Il termine ambient viene coniato da Brian Eno nel 1978 con il disco Music For Airports, una pietra miliare del Novecento fatta di synth, silenzio, piano, voci astratte. Sono architetture musicali «da sentire, non da ascoltare», come disse Erik Satie, che per primo parlò di “furniture music” (musique d’ameublement) nel 1917. Più avanti, negli anni Ottanta, quel Yoshimura di cui sopra descrisse la sua arte come «environmental music». Per semplificare molto, quindi: si tratta di musica che impatta sui sensi dell’ascoltatore o ascoltatrice senza che questi ci debbano dedicare troppa concentrazione.

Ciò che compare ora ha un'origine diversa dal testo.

Issue #2205, opened 2023-01-23
Improve astgen dependency management


iandinwoodie:
**Is your feature request related to a problem? Please describe.**

In my attempts to create a Homebrew formula to address https://github.com/joernio/joern/issues/1107 I've encountered the following behaviors:

1. The build system does not search the path for an `astgen` executable. Instead, it checks for the binaries only in the `jeorn-cli/frontends/jssrc2cpg/bin/astgen` directory.
    * This requires me to create a symlink from the `astgen` dependency found in the path to the `jeorn-cli/frontends/jssrc2cpg/bin/astgen` directory.
2. The build system downloads `astgen` binaries for all platforms, regardless of the user's platform, except for when a satisfactory file is found in the `jeorn-cli/frontends/jssrc2cpg/bin/astgen` directory.
    * This requires me to create placeholder files in `jeorn-cli/frontends/jssrc2cpg/bin/astgen` to prevent unnecessary downloads.
    * E.g., on macOS ARM I need to create `astgen-linux`, `astgen-macos`, and `astgen-win.exe` placeholder files.
3. The build system makes copies of all the files in the `jeorn-cli/frontends/jssrc2cpg/bin/astgen` directory.
    * This copies the symlinked `astgen` binary into the build directory (Note: it copies the actual binary, not the symlink).
        * For Homebrew purposes, this secret decouples `jeorn` from its `astgen` dependency formula.
        * Therefore, commands like `brew info jeorn` won't accurately represent the underlying state.
            * E.g., `brew uninstall --force astgen` would seemingly break `jeorn` according to Homebrew, but `jeorn` would continue operating fine because it is relying on it's own local copy of `astgen`.

**Describe the solution you'd like**

* To address point 1, the build system could be updated to first consider an `astgen` binary found in the path.
    * If there are concerns about the build system proceeding with an outdated version of `astgen`, then the build system could be updated to error if the output of `astgen --version` indicates a version older than the build system requires.
* To address point 2, the build system could be updated to only require `astgen` binaries relevant to the user's machine.
   * It's possible the current behavior exists so a single build results in a distributable that is platform-agnostic.
       * If this is the case, then perhaps the build system could be updated to accept an argument or environment variable to specify a platform-specific build when necessary.
* To address point 3, the build system could be updated to not copy `astgen` binaries to the build directory when the build is using an `astgen` binary found in the path.

**Describe alternatives you've considered**

[...]

PR #2216, opened 2023-01-27
Smarter astgen handling 

max-leuthaeuser:
This improves the astgen binary handling.
The following rules apply:
1) If astgen is found on the system it is used without downloading binaries at all iff the version installed matches or is higher.
2) sbt stage downloads all binaries so the distribution always works on all platforms like before. This does not happen iff rule 1 triggers.
3) compile only downloads the astgen binary for the system it's invoked on.

This is for: https://github.com/joernio/joern/issues/2205


iandinwoodie:
@max-leuthaeuser is there is any chance that item 1 could be expanded to:

> 1. If astgen is found on the system it is used without downloading binaries at all iff **a compatible version is found**.

where a compatible version satisfies both:

1. `found.major == required.major`
2. `found.minor >= required.minor`

If we require an exact match in version, then there is going to be an issue when it comes time to bump the version of the `joern` and `astgen` formulas. For example:

* If the `astgen` formula is bumped first, then `joern` would find a newer `astgen` in the PATH and will resort to fetching binaries until its own formula is bumped.
* If the `joern` formula is bumped first, then the `astgen` built by Homebrew will be older than required and the build system will again resort to fetching binaries until the `astgen` formula is bumped.

I do not believe the Homebrew maintainers allow for two formulas to be bumped in the same PR. If we instead check for a compatible version (as indicated by SemVer), then we would be able to bump the `astgen` formula and then the `joern` formula without ever resorting to fetching binaries.

The edge case here is when `found.major != required.major`. A possible solution for this is to add a means (e.g., command line option or environment variable) for us to fail the build if a compatible `astgen` version is not found. This means that the `joern` formula will fail until it is bumped whenever `astgen` has incompatible API changes, but I think that sounds reasonable.

***

An alternative solution is to implement item 1 as-is, but include the means to fail the build when an exact match is not found. I could then pin an exact `astgen` version in the `joern` formula to keep the two formula in sync. This way `joern` built with Homebrew either builds with a Homebrew built `astgen` or fails. The only drawback to this approach is that if you have `astgen 3.2.0` installed, but `joern` has `astgen 3.1.0` pinned, then you’re going to end up with both `astgen 3.1.0` and `astgen 3.2.0` installed even though `astgen 3.2.0` should have been sufficient (according to SemVer).

max-leuthaeuser:
@iandinwoodie Thanks for spotting this issue! You are right.

Astgen is using SemVer versioning but its sufficient to check for a version installed >= the version requested by joern. We do not need to distinguish between major/minor versions as I will never release a new astgen without having that specific new version tested within joern and updated there as well.

I updated this PR to do that comparison.

joern-cli/frontends/jssrc2cpg/src/main/scala/io/joern/jssrc2cpg/utils/AstGenRunner.scala
```diff
@@ -6,26 +6,83 @@ import io.joern.jssrc2cpg.preprocessing.EjsPreprocessor
...
 object AstGenRunner {
+
+  private val logger = LoggerFactory.getLogger(getClass)
+
   case class AstGenRunnerResult(
     parsedFiles: List[(String, String)] = List.empty,
     skippedFiles: List[(String, String)] = List.empty
   )
+
+  private val ExecutableName = Environment.OperatingSystem match {
```
mpollmeier, line 29: style, here and in other places: the value name should be lowercase, i.e. `val executableName`. Only constants are uppercase by convention, e.g. `val MagicNumber = 42`

mpollmeier (approved):

joern-cli/frontends/jssrc2cpg/src/main/scala/io/joern/jssrc2cpg/utils/AstGenRunner.scala
max-leuthaeuser: Right, will change that 👍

Yoshimura concepì Music For Nine Postcards come musica da suonare nel Museo di arte contemporanea Hara, a Tokyo, un edificio modernista bianco e sinuoso, circondato da alberi e palme, costruito negli anni Trenta: quelle nove cartoline erano ispirate ad altrettanto finestre dell’edificio.

Per ogni moda che arriva c’è però anche un carrozzone di problemi: e nel caso della ambient il primo problema si chiama streaming. Sono anni che le piattaforme di streaming hanno distrutto la forma-album, sia a causa dell’opzione shuffle sia per la facilità con cui ognuno può creare playlist estrapolando canzoni dal contesto in cui sono state originariamente pensate. Negli ultimi tre anni è stato tutto un fiorire di playlist per rilassarsi, per meditare, per lavorare, per dormire, per fare mindfulness, fino alla grottesca “Music for plants” creata da Spotify in persona. In queste playlist si trova di tutto: migliaia di tracce mediocri costruite a tavolino per cavalcare l’onda dell’ambient tra cui, però, si nascondono inattese gemme tipo “Melancholia II” di Basinski, che oggi supera le undici milioni di riproduzioni perché qualcuno l’ha inserita in una playlist chiamata “Songs for Sleeping” lunga cinque ore. William Basinski, che è invece uno dei compositori sperimentali più famosi e talentuosi, ha detto: «È curioso, in un certo senso ironico, e triste».

Al netto delle playlist mediocri, però, la ambient sembra un genere perfetto per il contemporaneo (“ambient”, va da sé, è un termine impreciso e molto grande che utilizziamo per comodità, dentro cui distinguere poi ambient pop, ambient techno, space music, drone music, e così via), e i motivi stanno tutti nella “vibe shift” di cui scrivevo all’inizio: sembra essere la musica perfetta per accompagnarsi al bisogno di quiete che stiamo manifestando in numero sempre maggiore e sotto vari nomi sempre inglesi: il quiet quitting, la great resignation, la “grande disiscrizione” dalle piattaforme di streaming che potrebbe indicare l’inizio della fine per la moda del rincoglionimento da “Netflix and chill” e il bisogno di una pace più profonda e meno “spegni-il-cervello”.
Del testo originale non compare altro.